╭──

PR #1403, opened 2015-11-29
Compliance fixes with RFC 6550, 6551, 6552, 6719

simonduq:
This PR fixes a number of discrepancies between the RoLL RFCs and our Contiki implementation, with a focus is on the OFs and metrics. This also moves link statistics from the MRHOF OF to an more general module, `link-stats`, which can work with any RPL OF or other protocols than RPL.

Overview of fixes and features:
* **MRHOF:** fixed terminology, implemented MAX_LINK_METRIC and MAX_PATH_COST as per RFC6719. Implement MinHopRankInc and fix ETX divisor to 128 as per RFC6551, while keeping a configurable MinHopRankInc (as discussed in section 6.1 of RFC6719).
* **OF0:** complete rewrite to match RFC6552, now with rank stretch, rank factor, step of rank. OF0 can work with different link metrics, and it is now possible to configure which metric to use. One of the configuration options is ETX-based, and matches the work going on in the 6TiSCH WG. The other implementation has a constant step of rank and results in hop count.
* **Metric Containers:** now the MC is not configured at compile time, but a run-time when joining. There is a compile-time config flag to disable MC altogether to save memory.
* **OFs:** now all (two) OFs are embedded in the code, and selected on a per-instance basis when joining.
* **Link statistics:** new `link-stats` module keeping track of ETX, link freshness and RSSI, independently from RPL. Improved ETX maintenance with (1) two-speed EWMA for fast bootstraping and (2) optional RSSI-based ETX initialization.
* **RPL:** various more minor fixes on RPL to match RFC6550. Now checking IPv6 reachability of candidate preferred parents and children. Added a check, whenever a new preferred parent is found, that we have up-to-date link estimates to that node. If node, schedule urgent probing and switch only once the statistics are refreshed, if the node is still appealing. As for children un-reachable children, their routing entry is now automatically removed and a no-path DAO sent upwards.
* **RPL probing:** now based on link statistics freshness, now supporting "urgent probing".


simonduq:
Added one more fix, which consists in removing routes via unreachable children and sending a no-path up. "Unreachable" is defined as here "ND-unreachable" or "present in table and with fresh link statistics and with bad link metric". This is in compliance with RFC6550 section 8.5.1 ```Routes through unreachable neighbor MUST be removed from the routing table.```. Fixes Travis flaky test 12-rpl/07-rpl-random-rearrangement.csc.

Upstream:
```
Running test 07-rpl-random-rearrangement with random Seed 1: ............................ OK
Running test 07-rpl-random-rearrangement with random Seed 2: ............................ OK
Running test 07-rpl-random-rearrangement with random Seed 3: ............................ OK
Running test 07-rpl-random-rearrangement with random Seed 4: ............................ OK
Running test 07-rpl-random-rearrangement with random Seed 5: ............................. OK
Running test 07-rpl-random-rearrangement with random Seed 6: ............................ OK
Running test 07-rpl-random-rearrangement with random Seed 7: ............................FAIL
Running test 07-rpl-random-rearrangement with random Seed 8: .......................... OK
Running test 07-rpl-random-rearrangement with random Seed 9: ............................ OK
Running test 07-rpl-random-rearrangement with random Seed 10: ........................... OK
Running test 07-rpl-random-rearrangement with random Seed 11: ............................FAIL
Running test 07-rpl-random-rearrangement with random Seed 12: .............................FAIL
Running test 07-rpl-random-rearrangement with random Seed 13: .............................FAIL
Running test 07-rpl-random-rearrangement with random Seed 14: ............................ OK
Running test 07-rpl-random-rearrangement with random Seed 15: ........................... OK
Running test 07-rpl-random-rearrangement with random Seed 16: ............................. OK
Running test 07-rpl-random-rearrangement with random Seed 17: .............................. OK
```

WIth the fix
```
Running test 07-rpl-random-rearrangement with random Seed 1: ........................... OK
Running test 07-rpl-random-rearrangement with random Seed 2: ............................ OK
Running test 07-rpl-random-rearrangement with random Seed 3: ............................ OK
Running test 07-rpl-random-rearrangement with random Seed 4: ............................. OK
Running test 07-rpl-random-rearrangement with random Seed 5: ............................ OK
Running test 07-rpl-random-rearrangement with random Seed 6: ............................ OK
Running test 07-rpl-random-rearrangement with random Seed 7: ............................ OK
Running test 07-rpl-random-rearrangement with random Seed 8: ............................ OK
Running test 07-rpl-random-rearrangement with random Seed 9: ............................. OK
Running test 07-rpl-random-rearrangement with random Seed 10: ............................ OK
Running test 07-rpl-random-rearrangement with random Seed 11: ............................ OK
Running test 07-rpl-random-rearrangement with random Seed 12: ........................... OK
Running test 07-rpl-random-rearrangement with random Seed 13: ............................ OK
Running test 07-rpl-random-rearrangement with random Seed 14: ............................ OK
Running test 07-rpl-random-rearrangement with random Seed 15: ............................ OK
Running test 07-rpl-random-rearrangement with random Seed 16: ............................ OK
Running test 07-rpl-random-rearrangement with random Seed 17: ........................... OK
```

pablocorbalan:
I like the idea of the `link-stats`module a lot. It makes the neighbours table more comprehensive, and probably it also moves some complexity out of RPL. 

I see you are also including the RSSI ETX initialisation and Squared ETX configuration that you proposed in Orchestra. If these get merged, then all the proposed Orchestra RPL changes will be included or available in the main repo, am I right?

The only problem I see with this PR is that by allowing runtime reconfiguration of the RPL MC and OF, we may use some extra-memory that could be used for other purposes in very constrained platforms (TelosB). Is it possible to change this with any `#define`?

This seems to need a rebase though, and there are some indentation problems (specially in the first commit), but very nice to see all these changes/updates coming to main repo. I will probably consider using the Squared ETX in the close future.

pablocorbalan:
@simonduq Would you also consider including `LQI` in the `link-stats`module? I just read a poster in which they can characterise good and bad links (i.e., high or low PRR) in a fast way only based on `LQI` variance for instance, so it might be interesting to have `LQI` information as well in the `link-stats`.

simonduq:
> all the proposed Orchestra RPL changes will be included or available in the main repo, am I right?

That is correct, but note that none of the enhancement are Orchestra or even TSCH-specific. We found them to also help with ContikiMAC or NullRDC, as long as the main objective is reliability.

> The only problem I see with this PR is that by allowing runtime reconfiguration of the RPL MC and OF, we may use some extra-memory that could be used for other purposes in very constrained platforms (TelosB). Is it possible to change this with any #define?

Yes it is, see `RPL_SUPPORTED_OFS`

One could also add LQI but I'd say maybe not until this is used somewhere in the codebase.

joakimeriksson:
I think this looks very good - but I have not tested it yet. But many of the fixes and improvements are very very good to get into the Contiki RPL implementation!

core/net/link-stats.c
```diff
@@ -0,0 +1,212 @@
...
+
+  stats = nbr_table_get_from_lladdr(link_stats, lladdr);
+  if(stats == NULL) {
+    /* Add the neighbor */
+    stats = nbr_table_add_lladdr(link_stats, lladdr);
+    if(stats != NULL) {
+      /* Initialize */
+      stats->rssi = packet_rssi;
+      stats->etx = LINK_STATS_INIT_ETX(stats);
+    } else {
```
pablocorbalan: I think that you should `return`whether you manage to add the neighbor or not. If you don't return after `stats->etx = LINK_STATS_INIT_ETX(stats);`, then you will execute the RSSI EWMA even if the neighbor was just added. In that case, the EWMA does not change the value of `stats->rssi` because  `stats->rssi` and `packet_rsssi`are equal. Then, the updated function would look like:
```
void
link_stats_input_callback(const linkaddr_t *lladdr)
{
  struct link_stats *stats;
  int16_t packet_rssi = packetbuf_attr(PACKETBUF_ATTR_RSSI);

  stats = nbr_table_get_from_lladdr(link_stats, lladdr);
  if(stats == NULL) {
    /* Add the neighbor */
    stats = nbr_table_add_lladdr(link_stats, lladdr, NBR_TABLE_REASON_LINK_STATS, NULL);
    if(stats != NULL) {
      /* Initialize */
      stats->rssi = packet_rssi;
      stats->etx = LINK_STATS_INIT_ETX(stats);
    }
    return;
  }

  /* Update RSSI EWMA */
  stats->rssi = ((int32_t)stats->rssi * (EWMA_SCALE - EWMA_ALPHA) +
      (int32_t)packet_rssi * EWMA_ALPHA) / EWMA_SCALE;
}
```

simonduq: agree, will do, thanks!

simonduq:
@alignan this PR is ready! It is a subset of the non-storing PR https://github.com/contiki-os/contiki/pull/1508, so should be a no-brainer :)
I'd like to get this in before rebasing the other.

core/net/link-stats.c
simonduq: done

joakimeriksson:
This is a good one - half of it has been tested significantly at Yanzi in deployments for a very long time (months) now - and we are very happy with it! 👍

alignan:
Seems great to me :+1: 
Just one question, by how much does this change increases RAM usage? asking because the  `NBR_TABLE_CONF_MAX_NEIGHBORS` changes

simonduq:
On cc2538, this PR takes an extra 656 bytes ROM and 24 bytes RAM. The space per neighbor decreases from 61 to 59 bytes RAM.

I did just re-add a commit I had initially removed, which I think actually is needed https://github.com/contiki-os/contiki/pull/1403/commits/797bead5e54fd07a87cd46d0b9afe0cd38f516e6 (it is what made `07-rpl-random-rearrangement` more reliable).

simonduq:
Travis green, merging!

╰──

Exercise description :: Across the data, find each line that has "commit" in it and copy that line.

Answer to the problem ::
This seems to need a rebase though, and there are some indentation problems (specially in the first commit), but very nice to see all these changes/updates coming to main repo. I will probably consider using the Squared ETX in the close future.
I did just re-add a commit I had initially removed, which I think actually is needed https://github.com/contiki-os/contiki/pull/1403/commits/797bead5e54fd07a87cd46d0b9afe0cd38f516e6 (it is what made `07-rpl-random-rearrangement` more reliable).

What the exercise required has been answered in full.